# Best beans this month



## Phobic (Aug 17, 2016)

tell us all about the outstandingly good best beans you're drinking.

none of the run of the mill stuff mind, just the real belters!

we want to go and buy them as well before they run out.


----------



## Jacko112 (Oct 29, 2015)

For me it has to be a Rwanda Huye Mountain from Bean Smitten (250g @ £7.25) - absolutely fantastic sweetness with a syrupy aftertaste.

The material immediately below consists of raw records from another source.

PR #77, opened 2021-08-04
Use correct docker repository

r4fek:
It works on both Debian and Ubuntu. Previously it worked only on Ubuntu.


tarzanek:
lgtm, merging, thnx @r4fek

PR #79, opened 2021-09-03
[FEAT] add support for custom data and log path in config template

toipa:
Having in mind previously configured raids it would be nice to be able to set the path for data and logs during the role application. 

This intends to do this with some variables that can be set to the user choice.

### DIFF
--- a/ansible-scylla-node/defaults/main.yml
+++ b/ansible-scylla-node/defaults/main.yml
@@ -92,6 +92,13 @@ scylla_io_probe: True
 
 io_conf: 'SEASTAR_IO="--io-properties-file /etc/scylla.d/io_properties.yaml"'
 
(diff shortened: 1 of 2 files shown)


dyasny:
The way to set anything in scylla.yaml is already present, just add whatever options you want in `scylla_yaml_params` https://github.com/scylladb/scylla-ansible-roles/blob/facfe03c06531acc1006d2fdf352553019521f70/ansible-scylla-node/defaults/main.yml#L108

Implementing every one of the options in there separately would be pretty hard to maintain, IMO

micwiel:
@dyasny Adding `data_file_directories` to `scylla_yaml_params` doesn't work properly for me, what is proposed solution in this case?

PR #83, opened 2021-09-29
Old files and folder removal + new updates

ebenzecri:
The directory `upgrade` shout be removed since the valid one is under `tasks` directory. Also, I've set several improvements adding more files to the backup process.


tarzanek (approved):
lgtm thnx

PR #1543, opened 2025-09-24
Fix mounting of custom content in gameinfo

ficool2:
There is two issues with how the `custom` folder is mounted in the SDK currently:
1. The custom folder is using the hardcoded mod's directory name. Not only is this less maintainable, external tools cannot resolve the path correctly. This was an issue observed in Hammer.
2. TF2 uses `custom_mod` pathid to only mount custom HUDs are that are installed in a folder with this path id. Right now custom HUDs do not work as there is no `custom_mod` pathid unlike live TF

The PR addresses both of these issues for TF2 and HL2MP

### DIFF
--- a/game/mod_hl2mp/gameinfo.txt
+++ b/game/mod_hl2mp/gameinfo.txt
@@ -42,7 +42,7 @@
 			// folder.
 			//
 			// Note that this folder is scanned only when the game is booted.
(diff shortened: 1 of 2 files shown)


mastercoms:
Missing `vgui` pathid as found in #1187

PR #1551, opened 2025-10-11
Stop a crash when prop_ragdoll has NULL modelname

BreakinBenny:
This already exists for prop_physics and even prop_dynamic, but not prop_ragdoll.

# Description
**CBaseProp**s already default to "error.mdl" if we didn't provide a model name, while CPhysicsProp outright halts if you leave it undefined. **CRagdollProp** however, is an exception if you just `ent_create prop_ragdoll`.

### DIFF
--- a/src/game/server/baseentity.cpp
+++ b/src/game/server/baseentity.cpp
@@ -8510,7 +8510,7 @@ void CBaseEntity::SetCollisionBoundsFromModel()
 
 
 //------------------------------------------------------------------------------
-// Purpose: Create an NPC of the given type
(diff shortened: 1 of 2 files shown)


BreakinBenny:
I should mention that I haven't been able to compile "Server (TF)" to check whether this works, even though I have the required VS2022, Python and Windows 10 stuff. It gives me the C2382 error.

BreakinBenny:
Closed because I need to think about how to do this one. It's a good idea, but there's more to it than just spawning CRagdollProp like with CBaseProp.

https://www.beansmitten.co.uk/product-page/rwanda-huye-mountain-250g

Enjoyed them so much I went back for more!


----------



## kennyboy993 (Jan 23, 2017)

Jacko112 said:


> For me it has to be a Rwanda Huye Mountain from Bean Smitten (250g @ £7.25) - absolutely fantastic sweetness with a syrupy aftertaste.
> 
> https://www.beansmitten.co.uk/product-page/rwanda-huye-mountain-250g
> 
> Enjoyed them so much I went back for more!


What in jacko - French press?


----------



## Jacko112 (Oct 29, 2015)

No sorry espresso @kennyboy993


----------



## kennyboy993 (Jan 23, 2017)

Jacko112 said:


> No sorry espresso @kennyboy993


Respect to you friend - I failed miserably to get a decent spro with a Rwandan.

Can u tell us a bit about the recipe?


----------



## Phobic (Aug 17, 2016)

Jacko112 said:


> For me it has to be a Rwanda Huye Mountain from Bean Smitten (250g @ £7.25) - absolutely fantastic sweetness with a syrupy aftertaste.
> 
> https://www.beansmitten.co.uk/product-page/rwanda-huye-mountain-250g
> 
> Enjoyed them so much I went back for more!


So good you went back for 2nds is exactly what we're looking for!


----------



## fatboyslim (Sep 29, 2011)

Phobic said:


> So good you went back for 2nds is exactly what we're looking for!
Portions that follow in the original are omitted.